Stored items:
━━━━━━━━━━━━━━━━━━━━

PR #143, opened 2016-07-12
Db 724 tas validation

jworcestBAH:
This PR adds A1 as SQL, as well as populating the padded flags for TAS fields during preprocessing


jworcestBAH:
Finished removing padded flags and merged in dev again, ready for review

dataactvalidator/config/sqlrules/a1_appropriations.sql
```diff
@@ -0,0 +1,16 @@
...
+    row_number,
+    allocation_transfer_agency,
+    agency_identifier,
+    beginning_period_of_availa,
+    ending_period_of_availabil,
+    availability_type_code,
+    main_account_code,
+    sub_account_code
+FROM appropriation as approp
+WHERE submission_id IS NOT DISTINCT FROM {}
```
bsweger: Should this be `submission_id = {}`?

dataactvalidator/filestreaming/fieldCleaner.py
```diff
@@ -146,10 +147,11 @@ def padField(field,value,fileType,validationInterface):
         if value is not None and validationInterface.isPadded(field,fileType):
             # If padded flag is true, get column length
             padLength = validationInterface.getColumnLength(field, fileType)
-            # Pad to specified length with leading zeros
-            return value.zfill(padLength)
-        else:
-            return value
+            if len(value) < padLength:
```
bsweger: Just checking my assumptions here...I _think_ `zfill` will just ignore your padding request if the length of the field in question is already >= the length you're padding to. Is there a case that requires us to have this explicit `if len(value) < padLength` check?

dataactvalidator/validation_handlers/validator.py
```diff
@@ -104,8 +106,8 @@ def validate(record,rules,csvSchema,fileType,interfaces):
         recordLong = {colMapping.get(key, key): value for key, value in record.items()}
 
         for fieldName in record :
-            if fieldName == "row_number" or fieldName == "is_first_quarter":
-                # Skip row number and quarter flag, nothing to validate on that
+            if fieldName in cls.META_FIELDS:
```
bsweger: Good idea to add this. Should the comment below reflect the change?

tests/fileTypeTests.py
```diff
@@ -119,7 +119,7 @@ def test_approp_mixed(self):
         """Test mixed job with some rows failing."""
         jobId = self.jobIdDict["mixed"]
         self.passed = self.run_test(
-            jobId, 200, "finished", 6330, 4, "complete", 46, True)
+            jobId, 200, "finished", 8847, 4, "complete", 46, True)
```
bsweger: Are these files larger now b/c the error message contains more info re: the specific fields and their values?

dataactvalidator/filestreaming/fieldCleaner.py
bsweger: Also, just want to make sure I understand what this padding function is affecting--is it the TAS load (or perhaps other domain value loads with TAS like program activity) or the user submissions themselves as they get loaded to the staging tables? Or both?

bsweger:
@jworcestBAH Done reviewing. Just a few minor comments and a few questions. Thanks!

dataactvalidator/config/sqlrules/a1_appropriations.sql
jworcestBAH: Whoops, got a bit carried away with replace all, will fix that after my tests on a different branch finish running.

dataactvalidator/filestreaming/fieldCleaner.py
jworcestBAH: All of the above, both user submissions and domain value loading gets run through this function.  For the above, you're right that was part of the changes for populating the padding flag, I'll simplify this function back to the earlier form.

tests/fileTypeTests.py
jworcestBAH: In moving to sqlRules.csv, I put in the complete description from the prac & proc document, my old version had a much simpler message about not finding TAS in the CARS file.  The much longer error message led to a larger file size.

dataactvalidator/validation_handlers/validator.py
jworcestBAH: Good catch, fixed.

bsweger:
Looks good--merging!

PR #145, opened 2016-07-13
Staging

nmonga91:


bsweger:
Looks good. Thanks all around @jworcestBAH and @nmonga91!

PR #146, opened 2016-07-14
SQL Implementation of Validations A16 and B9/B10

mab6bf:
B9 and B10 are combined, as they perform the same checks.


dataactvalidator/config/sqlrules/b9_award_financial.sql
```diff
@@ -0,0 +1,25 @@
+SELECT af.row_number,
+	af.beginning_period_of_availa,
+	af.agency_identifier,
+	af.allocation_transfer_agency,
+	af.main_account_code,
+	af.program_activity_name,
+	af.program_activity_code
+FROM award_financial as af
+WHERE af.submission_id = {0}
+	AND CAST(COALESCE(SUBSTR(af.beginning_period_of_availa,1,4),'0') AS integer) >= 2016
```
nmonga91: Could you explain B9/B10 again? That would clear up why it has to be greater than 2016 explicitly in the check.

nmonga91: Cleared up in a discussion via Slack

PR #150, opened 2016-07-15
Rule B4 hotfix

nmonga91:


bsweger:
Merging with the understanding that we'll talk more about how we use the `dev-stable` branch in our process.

━━━━━━━━━━━━━━━━━━━━

• [About this task] Output all of the data again. Match it exactly.

• [Answer box]
PR #143, opened 2016-07-12
Db 724 tas validation

jworcestBAH:
This PR adds A1 as SQL, as well as populating the padded flags for TAS fields during preprocessing


jworcestBAH:
Finished removing padded flags and merged in dev again, ready for review

dataactvalidator/config/sqlrules/a1_appropriations.sql
```diff
@@ -0,0 +1,16 @@
...
+    row_number,
+    allocation_transfer_agency,
+    agency_identifier,
+    beginning_period_of_availa,
+    ending_period_of_availabil,
+    availability_type_code,
+    main_account_code,
+    sub_account_code
+FROM appropriation as approp
+WHERE submission_id IS NOT DISTINCT FROM {}
```
bsweger: Should this be `submission_id = {}`?

dataactvalidator/filestreaming/fieldCleaner.py
```diff
@@ -146,10 +147,11 @@ def padField(field,value,fileType,validationInterface):
         if value is not None and validationInterface.isPadded(field,fileType):
             # If padded flag is true, get column length
             padLength = validationInterface.getColumnLength(field, fileType)
-            # Pad to specified length with leading zeros
-            return value.zfill(padLength)
-        else:
-            return value
+            if len(value) < padLength:
```
bsweger: Just checking my assumptions here...I _think_ `zfill` will just ignore your padding request if the length of the field in question is already >= the length you're padding to. Is there a case that requires us to have this explicit `if len(value) < padLength` check?

dataactvalidator/validation_handlers/validator.py
```diff
@@ -104,8 +106,8 @@ def validate(record,rules,csvSchema,fileType,interfaces):
         recordLong = {colMapping.get(key, key): value for key, value in record.items()}
 
         for fieldName in record :
-            if fieldName == "row_number" or fieldName == "is_first_quarter":
-                # Skip row number and quarter flag, nothing to validate on that
+            if fieldName in cls.META_FIELDS:
```
bsweger: Good idea to add this. Should the comment below reflect the change?

tests/fileTypeTests.py
```diff
@@ -119,7 +119,7 @@ def test_approp_mixed(self):
         """Test mixed job with some rows failing."""
         jobId = self.jobIdDict["mixed"]
         self.passed = self.run_test(
-            jobId, 200, "finished", 6330, 4, "complete", 46, True)
+            jobId, 200, "finished", 8847, 4, "complete", 46, True)
```
bsweger: Are these files larger now b/c the error message contains more info re: the specific fields and their values?

dataactvalidator/filestreaming/fieldCleaner.py
bsweger: Also, just want to make sure I understand what this padding function is affecting--is it the TAS load (or perhaps other domain value loads with TAS like program activity) or the user submissions themselves as they get loaded to the staging tables? Or both?

bsweger:
@jworcestBAH Done reviewing. Just a few minor comments and a few questions. Thanks!

dataactvalidator/config/sqlrules/a1_appropriations.sql
jworcestBAH: Whoops, got a bit carried away with replace all, will fix that after my tests on a different branch finish running.

dataactvalidator/filestreaming/fieldCleaner.py
jworcestBAH: All of the above, both user submissions and domain value loading gets run through this function.  For the above, you're right that was part of the changes for populating the padding flag, I'll simplify this function back to the earlier form.

tests/fileTypeTests.py
jworcestBAH: In moving to sqlRules.csv, I put in the complete description from the prac & proc document, my old version had a much simpler message about not finding TAS in the CARS file.  The much longer error message led to a larger file size.

dataactvalidator/validation_handlers/validator.py
jworcestBAH: Good catch, fixed.

bsweger:
Looks good--merging!

PR #145, opened 2016-07-13
Staging

nmonga91:


bsweger:
Looks good. Thanks all around @jworcestBAH and @nmonga91!

PR #146, opened 2016-07-14
SQL Implementation of Validations A16 and B9/B10

mab6bf:
B9 and B10 are combined, as they perform the same checks.


dataactvalidator/config/sqlrules/b9_award_financial.sql
```diff
@@ -0,0 +1,25 @@
+SELECT af.row_number,
+	af.beginning_period_of_availa,
+	af.agency_identifier,
+	af.allocation_transfer_agency,
+	af.main_account_code,
+	af.program_activity_name,
+	af.program_activity_code
+FROM award_financial as af
+WHERE af.submission_id = {0}
+	AND CAST(COALESCE(SUBSTR(af.beginning_period_of_availa,1,4),'0') AS integer) >= 2016
```
nmonga91: Could you explain B9/B10 again? That would clear up why it has to be greater than 2016 explicitly in the check.

nmonga91: Cleared up in a discussion via Slack

PR #150, opened 2016-07-15
Rule B4 hotfix

nmonga91:


bsweger:
Merging with the understanding that we'll talk more about how we use the `dev-stable` branch in our process.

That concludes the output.